What this task involves> Return every line below exactly as written.

(Beginning of Material to process)

PR #2119, opened 2026-04-07
L-01: fix minimum length check in ERC-7930 address validation

valera-grinenko-ai:
## Summary
- Changes `>= 5` to `>= 6` in `_ensureEmptyChainReference` and `_ensureEmptyAddress` in InteropCenter.sol
- The minimum valid ERC-7930 v1 address is 6 bytes (4-byte header + 1 byte chainReferenceLength + 1 byte addressLength), consistent with `tryParseV1`/`tryParseV1Calldata` which already check `< 0x06`
- A 5-byte input could pass the first require but lack the required addressLength byte

## Test plan
- [ ] Confirm 5-byte inputs are rejected by both `_ensureEmptyChainReference` and `_ensureEmptyAddress`
- [ ] Confirm valid 6+ byte inputs still pass

### DIFF
--- a/l1-contracts/contracts/interop/InteropCenter.sol
+++ b/l1-contracts/contracts/interop/InteropCenter.sol
@@ -312,7 +312,7 @@ contract InteropCenter is
     /// @param _interoperableAddress The ERC-7930 address to verify.
     function _ensureEmptyChainReference(bytes calldata _interoperableAddress) internal pure {
         require(
-            _interoperableAddress.length >= 5,
+            _interoperableAddress.length >= 6,
             InteroperableAddress.InteroperableAddressParsingError(_interoperableAddress)
         );
         uint8 chainReferenceLength = uint8(_interoperableAddress[0x04]);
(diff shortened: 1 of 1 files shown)


l1-contracts/contracts/interop/InteropCenter.sol
```diff
@@ -312,7 +312,7 @@ contract InteropCenter is
     /// @param _interoperableAddress The ERC-7930 address to verify.
     function _ensureEmptyChainReference(bytes calldata _interoperableAddress) internal pure {
         require(
-            _interoperableAddress.length >= 5,
```
StanislavBreadless, line 315: the purpose of these checks (0x05 length) is so that reading from 0x04 (next line) works without returning Solidity panic error but a more readable one 

Tbh I dont mind us having either 5 or 6 checks. But the meaning of "5" can be implied from context (in the very next line we read from position 4). But meaning from 6 can not be implied from context. 

If you like to keep the changes here, please add a constant for 6, so that it is clear what does this value mean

(End of Material to process)

Task output>
PR #2119, opened 2026-04-07
L-01: fix minimum length check in ERC-7930 address validation

valera-grinenko-ai:
## Summary
- Changes `>= 5` to `>= 6` in `_ensureEmptyChainReference` and `_ensureEmptyAddress` in InteropCenter.sol
- The minimum valid ERC-7930 v1 address is 6 bytes (4-byte header + 1 byte chainReferenceLength + 1 byte addressLength), consistent with `tryParseV1`/`tryParseV1Calldata` which already check `< 0x06`
- A 5-byte input could pass the first require but lack the required addressLength byte

## Test plan
- [ ] Confirm 5-byte inputs are rejected by both `_ensureEmptyChainReference` and `_ensureEmptyAddress`
- [ ] Confirm valid 6+ byte inputs still pass

### DIFF
--- a/l1-contracts/contracts/interop/InteropCenter.sol
+++ b/l1-contracts/contracts/interop/InteropCenter.sol
@@ -312,7 +312,7 @@ contract InteropCenter is
     /// @param _interoperableAddress The ERC-7930 address to verify.
     function _ensureEmptyChainReference(bytes calldata _interoperableAddress) internal pure {
         require(
-            _interoperableAddress.length >= 5,
+            _interoperableAddress.length >= 6,
             InteroperableAddress.InteroperableAddressParsingError(_interoperableAddress)
         );
         uint8 chainReferenceLength = uint8(_interoperableAddress[0x04]);
(diff shortened: 1 of 1 files shown)


l1-contracts/contracts/interop/InteropCenter.sol
```diff
@@ -312,7 +312,7 @@ contract InteropCenter is
     /// @param _interoperableAddress The ERC-7930 address to verify.
     function _ensureEmptyChainReference(bytes calldata _interoperableAddress) internal pure {
         require(
-            _interoperableAddress.length >= 5,
```
StanislavBreadless, line 315: the purpose of these checks (0x05 length) is so that reading from 0x04 (next line) works without returning Solidity panic error but a more readable one 

Tbh I dont mind us having either 5 or 6 checks. But the meaning of "5" can be implied from context (in the very next line we read from position 4). But meaning from 6 can not be implied from context. 

If you like to keep the changes here, please add a constant for 6, so that it is clear what does this value mean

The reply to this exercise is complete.